The question itself includes a comparison on the system performance (execution time) of 2 pieces of codes with and without using .loc. The execution times are roughly the same for the code samples quoted. However, for some other code samples, there could be considerable difference on execution times with and without using .loc: e.g. several times difference or more!
A common case of pandas dataframe manipulation is we need to create a new column derived from values of an existing column. We may use the codes below to filter conditions (based on existing column) and set different values to the new column:
df[df['mark'] >= 50]['text_rating'] = 'Pass'
However, this kind of "Chained Assignment" does not work since it could create a "copy" instead of a "view" and assignment to the new column based on this "copy" will not update the original dataframe.
2 options available:
-
- We can either use .loc, or
-
- Code it another way without using .loc
2nd case e.g.:
df['text_rating'][df['mark'] >= 50] = 'Pass'
By placing the filtering at the last (after specifying the new column name), the assignment works well with the original dataframe updated.
The solution using .loc is as follows:
df.loc[df['mark'] >= 50, 'text_rating'] = 'Pass'
Now, let's see their execution time:
Without using .loc:
%%timeit
df['text_rating'][df['mark'] >= 50] = 'Pass'
2.01 ms ± 105 µs per loop (mean ± std. dev. of 7 runs, 100 loops each)
With using .loc:
%%timeit
df.loc[df['mark'] >= 50, 'text_rating'] = 'Pass'
577 µs ± 5.13 µs per loop (mean ± std. dev. of 7 runs, 1000 loops each)
As we can see, with using .loc, the execution time is more than 3X times faster!
For a more detailed explanation of "Chained Assignment", you can refer to another related post How to deal with SettingWithCopyWarning in pandas? and in particular the answer of cs95. The post is excellent in explaining the functional differences of using .loc. I just supplement here the system performance (execution time) difference.
In addition to what has already been said (issues with having True, False as column name without using loc and ability to select rows and columns with loc and ability to do slicing for row and column selections), another big difference is that you can use loc to assign values to specific rows and columns. If you try to select a subset of the dataframe using boolean series and attempt to change a value of that subset selection you will likely get the SettingWithCopy warning.

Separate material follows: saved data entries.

PR #187, opened 2023-01-26
Camera updated

hamxa152:


lib/screen_controller.dart
```diff
@@ -147,7 +147,11 @@ class ScreenController {
         final res = await Navigator.push(
           context,
           MaterialPageRoute(builder: (context) => CameraScreen(
-            initialCamera: action.options!['initialCamera'] ?? 'DEFAULT',
+            mode: action.options!['mode'] != null ? Utils.getString(action.options!['mode'], fallback: '') : 'DEFAULT',
```
vusters, line 150: Please never force !. This will throw an exception if options are not included. Options are comletely optional

lib/screen_controller.dart
```diff
@@ -147,11 +147,11 @@ class ScreenController {
         final res = await Navigator.push(
           context,
           MaterialPageRoute(builder: (context) => CameraScreen(
-            mode: action.options!['mode'] != null ? Utils.getString(action.options!['mode'], fallback: '') : 'DEFAULT',
-            initialCamera: action.options!['initialCamera'] != null ? Utils.getString(action.options!['initialCamera'], fallback: '') : 'DEFAULT',
-            useGallery: action.options!['useGallery'] != null ? Utils.getBool(action.options!['useGallery'], fallback: false) : true,
-            preview: action.options!['preview'] != null ? Utils.getBool(action.options!['preview'], fallback: false) : false,
-            maxCount: action.options!['maxCount'] != null ? Utils.getInt(action.options!['maxCount'], fallback: 0) : 1,
+            mode: action.options == null? 'DEFAULT' : action.options!['mode'] != null ? Utils.getString(action.options!['mode'], fallback: '') : 'DEFAULT',
```
vusters, line 150: Don't use 'Default' as it is non-descriptive (doesn't tell you anything) and is another state to keep track of. Either use null (I prefer this for simple attribute) or a name (video_and_photo).

This applies for all the attributes also. Don't use the name `default`

lib/screen_controller.dart
hamxa152: i fixed

lib/framework/widget/camera_manager.dart
```diff
@@ -56,24 +22,37 @@ class CameraManager {
...
     }
+    // if camera action is not null 
     else {
-      print('Check Else Condition');
+    // camera instance is created for set properties to setter
+    // if any other camera instance is created already automatically remove beacuse camera instance is dispose
+    // when screen is close
+     
       CameraScreen camera = CameraScreen();
       cameraAction.options!['mode'] == null
```
vusters, line 32: This is wrong as you expect the user to enters the correct mode (they can enter mode=whatever and you will pick up the invalid value). Better to use an enum, something liek this:
if (options['mode'] == 'photo') 
  mode = CameraMode.PHOTO;
else if (options['model] == 'video')
   mode = CameraMode.VIDEO  
else
   mode = CameraMode.BOTH.
   
This way you always get a valid value, and default to BOTH (that's the spec) if they enter incorrect value

lib/framework/widget/camera_manager.dart
```diff
@@ -56,24 +22,37 @@ class CameraManager {
...
-          ? camera.setProperty('mode', 'back')
+          ? camera.setProperty('mode', 'photo')
           : camera.setProperty('mode', cameraAction.options!['mode']);
-      // cameraAction.options!['mode'] != null ? camera.setProperty('mode', Utils.getString(cameraAction.options!['mode'], fallback: '')) : camera.setProperty('mode', 'photo');
-      // cameraAction.options!['initialCamera'] != null ? camera.setProperty('initialCamera', Utils.getString(cameraAction.options!['initialCamera'], fallback: '')) : camera.setProperty('initialCamera', 'back');
-      // cameraAction.options!['useGallery'] != null ? camera.setProperty('useGallery', Utils.getBool(cameraAction.options!['useGallery'], fallback: false)) : camera.setProperty('useGallery', true);
-      // cameraAction.options!['preview'] != null ? camera.setProperty('preview', Utils.getBool(cameraAction.options!['preview'], fallback: false)) : camera.setProperty('preview', false);
-      // cameraAction.options!['maxCount'] != null ? camera.setProperty('maxCount', Utils.getInt(cameraAction.options!['maxCount'], fallback: 0)) : camera.setProperty('maxCount', 1);
+      cameraAction.options!['initialCamera'] == null
```
vusters, line 35: Same for the rest of the attributes

lib/widget/camera.dart
```diff
@@ -1,34 +1,75 @@
...
 }
 
-class _CameraScreenState extends State<CameraScreen> {
-  List<CameraDescription> cameras = [];
+class MyCameraController extends WidgetController{
 
   CameraController? cameracontroller;
+
+  String mode = 'photo';
+  String initialCamera = 'photo';
```
vusters, line 54: wrong value

lib/widget/camera.dart
```diff
@@ -1,34 +1,75 @@
...
+  }
 }
 
-class _CameraScreenState extends State<CameraScreen> {
-  List<CameraDescription> cameras = [];
+class MyCameraController extends WidgetController{
 
   CameraController? cameracontroller;
+
+  String mode = 'photo';
```
vusters, line 53: mode = both according to the specs

lib/widget/camera.dart
```diff
@@ -1,34 +1,75 @@
...
+  @override
+  Map<String, Function> methods() {
+    return {};
+  }
 
   @override
-  State<CameraScreen> createState() => _CameraScreenState();
+  Map<String, Function> setters() {
+    return {
+      'mode':(value) => _controller.mode = Utils.optionalString(value) ?? _controller.mode,
```
vusters, line 40: don't do this. Make it explicit like optionalString(value) ?? CameraMode.BOTH

lib/widget/camera.dart
```diff
@@ -54,18 +96,33 @@ class _CameraScreenState extends State<CameraScreen> {
...
+    WidgetsBinding.instance.addObserver(this);
+    errorString = 'You just pick at least ${widget._controller.maxCount} image';
     initCamera().then((_) {
       ///initialize camera and choose the back camera as the initial camera in use.
       if (cameras.length == 2) {
-        if (widget.initialCamera == 'back') {
-          setCamera(0);
-        } else {
+        if (widget._controller.initialCamera == 'back') {
           setCamera(1);
```
vusters, line 94: Does the library not having an enum like FRONT / BACK? How do we know camera1 is the back and camera0 is the front?

lib/widget/camera.dart
```diff
@@ -236,7 +306,7 @@ class _CameraScreenState extends State<CameraScreen> {
           textbutton(
             title: 'Pick from gallery',
             onPressed: () {
```
vusters, line 295: Never show error when you don't have to. If useGallery is false, simply don't display the button.

lib/widget/camera.dart
hamxa152: There’s no enum defined in library. I have checked, whenever front camera opens at 0 index and back at 1 index, camera name’s got written in camera description but there’s no description about front or back camera

vusters (commented):
You use two variables (isFrontCamera and index) to track whether it's the front camera or back. Please use only 1. Even better use none if you can get it from the library which camera it is on. That way there is less logic to go wrong.

lib/widget/camera.dart
```diff
@@ -89,17 +95,24 @@ class CameraScreenState extends WidgetState<CameraScreen> with WidgetsBindingObs
...
-          setCamera(1);
+      if (cameras.length >= 2) {
+        if (widget._controller.initialCamera == InitialCamera.back) {
+          final back = cameras.firstWhere(
+              (camera) => camera.lensDirection == CameraLensDirection.back);
+          setCamera(cameraDescription: back);
           isFrontCamera = false;
-        } else {
-          setCamera(0);
+          setState(() {});
```
vusters, line 104: these lines are repeated three times in this block. Can you simplify it.

hamxa152: When initial camera gets back then we can find description of back camera through list and pass to set camera then that camera runs. Same goes for front camera and in case of no back camera and no front camera then default. If user doesn’t add initial camera option then it will go back by default. But this process will happen when camera length is 2 or greater than 2. Otherwise it will open default camera which will run isdefine that can be front or back

hamxa152:
@vusters I’m not using infront and index for front and back camera. I’m using index for photo and video. I’m using infront because when i shuffle camera then i can check which condition i want to run

lib/widget/camera.dart
hamxa152: i fixed according to your suggestion

lib/widget/camera.dart
hamxa152: yes i done my changes and using enum and remove 0 or 1

lib/widget/camera.dart
hamxa152: yes i change string to enum and define according to your requirements

vusters (approved):

PR #190, opened 2023-01-27
Listview added intially

Moeez1999:


lib/layout/box_layout.dart
```diff
@@ -154,7 +164,9 @@ class BoxLayoutState extends WidgetState<BoxLayout> with TemplatedWidgetState {
       children = updatedChildren;
     }
 
-    Widget boxWidget = _buildBoxWidget(children);
+    Widget boxWidget = templatedChildren != null && widget is ListView
+        ? _buildListView(children)
```
vusters, line 168: if else is not ideal as ListView is very different than BoxWidget. Can you extract the barebone (didChangeDependencies(), dispose()) into a base class say "WidgetListState", then have both BoxLayoutState and a new ListViewState extend it?

vusters: that way ListViewState is clean, and knows nothing about the Column/Row/...

lib/layout/box_layout.dart
```diff
@@ -200,6 +212,16 @@ class BoxLayoutState extends WidgetState<BoxLayout> with TemplatedWidgetState {
 
   }
 
+  Widget _buildListView(List<Widget> listViewChildren) {
+    return flutter.ListView.builder(
+        scrollDirection: Axis.vertical,
+        itemCount: listViewChildren.length,
+        shrinkWrap: true,
+        itemBuilder: (BuildContext context, int index) {
```
vusters, line 220: Can you run a test of say 100 widgets. All 100 widgets will be constructed and called their initState(), but only the visible one in the ListView will call their buildWidget() method?

vusters: I think it should work like that but if it doesn't we have to do proper paging.

lib/page_model.dart
```diff
@@ -165,7 +165,7 @@ class PageModel {
   WidgetModel buildRootModel(YamlMap viewMap, Map<String, dynamic>? customViewDefinitions) {
     WidgetModel? rootModel = getRootModel(viewMap, customViewDefinitions!);
     if (rootModel != null) {
-      if (![Column.type, Row.type, Flex.type, EnsembleStack.type, AppScroller.type].contains(rootModel.type)) {
+      if (![Column.type, Row.type, Flex.type, EnsembleStack.type, AppScroller.type, ListView.type].contains(rootModel.type)) {
```
vusters, line 168: remove this. ListView doesn't need to be the root widget. The rootwidget is meant as a wrapper to include other widgets.

lib/layout/list_view.dart
```diff
@@ -0,0 +1,147 @@
...
+  static const type = 'ListView';
+  ListView({Key? key}) : super(key: key);
+
+  @override
+  bool isVertical() {
+    return true;
+  }
+}
+
+abstract class BoxLayout extends StatefulWidget
```
vusters, line 21: I don't understand. Is this a duplicate of the original BoxLayout? Did you mean to remove the original one?

lib/layout/list_view.dart
```diff
@@ -8,22 +9,17 @@ import 'package:flutter/cupertino.dart';
 import 'package:flutter/material.dart' as flutter;
 
 // ignore: must_be_immutable
-class ListView extends BoxLayout {
+class ListView extends ListViewWidget {
```
vusters, line 12: I didn't catch this before. Why have both ListView and ListViewWidget when they are not used by anything else? Please combine them

vusters (commented):
- Rename onTap to onItemTap. We want to know when each item is tapped, not the whole ListView.

vusters:
Go ahead and pull from main and merge your existing code. It is out of date. Once done, you can implement my changes suggested here

vusters:
Hey @Moeez1999 Please read over the specs carefully https://github.com/orgs/EnsembleUI/projects/2/views/1?pane=issue&itemId=15643685. You don't have most of those implemented. For clarity I removed the boxLayout styling and list them all out for you. You may merge the code then add all of them in.

lib/layout/list_view.dart
```diff
@@ -106,22 +105,43 @@ class ListViewWidgetState extends WidgetState<ListViewWidget> with TemplatedWidg
...
+            shrinkWrap: true,
+            itemBuilder: (BuildContext context, int index) {
+              return GestureDetector(
+                  onTap: widget._controller.onItemTap == null ? null : () =>
+                      ScreenController().executeAction(context, widget._controller.onItemTap!),
+                  child: children[index]);
+            }),
+      ),);
+  }
+  BoxDecoration _buildBoxDecoration() {
```
vusters, line 131: did you copy this from some other widgets? can you re-use it as function instead?

vusters (commented):
Looks good. What about backgroundColor and separator*?

vusters (approved):

kmahmood74:
@Moeez1999 every commit MUST HAVE THE URL TO THE TICKET as the first comment. This way github automatically links it.

PR #197, opened 2023-02-02
Essemble live error

Moeez1999:


lib/ensemble_app.dart
```diff
@@ -72,12 +72,38 @@ class EnsembleAppState extends State<EnsembleApp> {
...
+                      },
+                      child: const Text(
+                        "OK",
+                        style: TextStyle(
+                          color: Color(0xff059ACD),
+                        ),
+                      ))
+                ],
+                title: const Text(
+                  "Invalid QR code",
```
kmahmood74, line 92: ensemble is a library, it doesn't know anything about QR Codes. It gets an appid and tries to load it. You need to check the error and see if it is due to definition not found and then show a message. Also every text within Ensemble must be translatable and must not be hardcoded.

lib/ensemble_app.dart
```diff
@@ -72,12 +72,38 @@ class EnsembleAppState extends State<EnsembleApp> {
...
+                  style: TextStyle(
+                    color: Color(0xffFFFFFF),
+                    fontWeight: FontWeight.w600,
+                  ),
+                ),
+                content: const Text(
+                    "Make sure you are scanning a QR code displayed on Ensemble studio.",
```
kmahmood74, line 99: see comment above

vusters:
Please start putting description on what the review is about, plus link to the Github issue.

vusters (commented):
None of these logic belong here. This only makes sense on Ensemble Live as you are trying to go back to the root page. This will give you unexpected result 99% of the time while you are in the app.

lib/ensemble_app.dart
Moeez1999: Mostly when we try to scan invalid qr code then config will not be loaded and it gives us error loading configuration So i have made an invalid qr code error message there but when we write invalid app id it gives us invalid page defination error so i appear invalid app id error there but if you want i will change this invalid qr code to invalid app id error message
@kmahmood74

PR #225, opened 2023-02-15
next preview function added

hamxa152:


vusters:
carousel is a separate issue than the video. You need to put it in a different PR.

kmahmood74:
@hamxa152 your PR has video changes as well. Please do not mix changes from two different tickets into one PR. Each PR must only address one ticket. 

Also as I have requested a dozen times - please put the link to the ticket in the comments of your commit. I don't see any links in your commit and don't know which PR they match to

Let's say you're trying to change the "upper management" column for all the rows whose salary is bigger than 60000.
This:
mask = df["salary"] > 60000
df[mask]["upper management"] = True
throws the warning that "A value is is trying to be set on a copy of a slice from a Dataframe" and won't work because df[mask] creates a copy and trying to update "upper management" of that copy has no effect on the original df.
But this succeeds:
mask = df["salary"] > 60000
df.loc[mask,"upper management"] = True
Note that in both cases you can do df[df["salary"] > 60000]
or df.loc[df["salary"] > 60000]
, but I think storing boolean condition in a variable first is cleaner.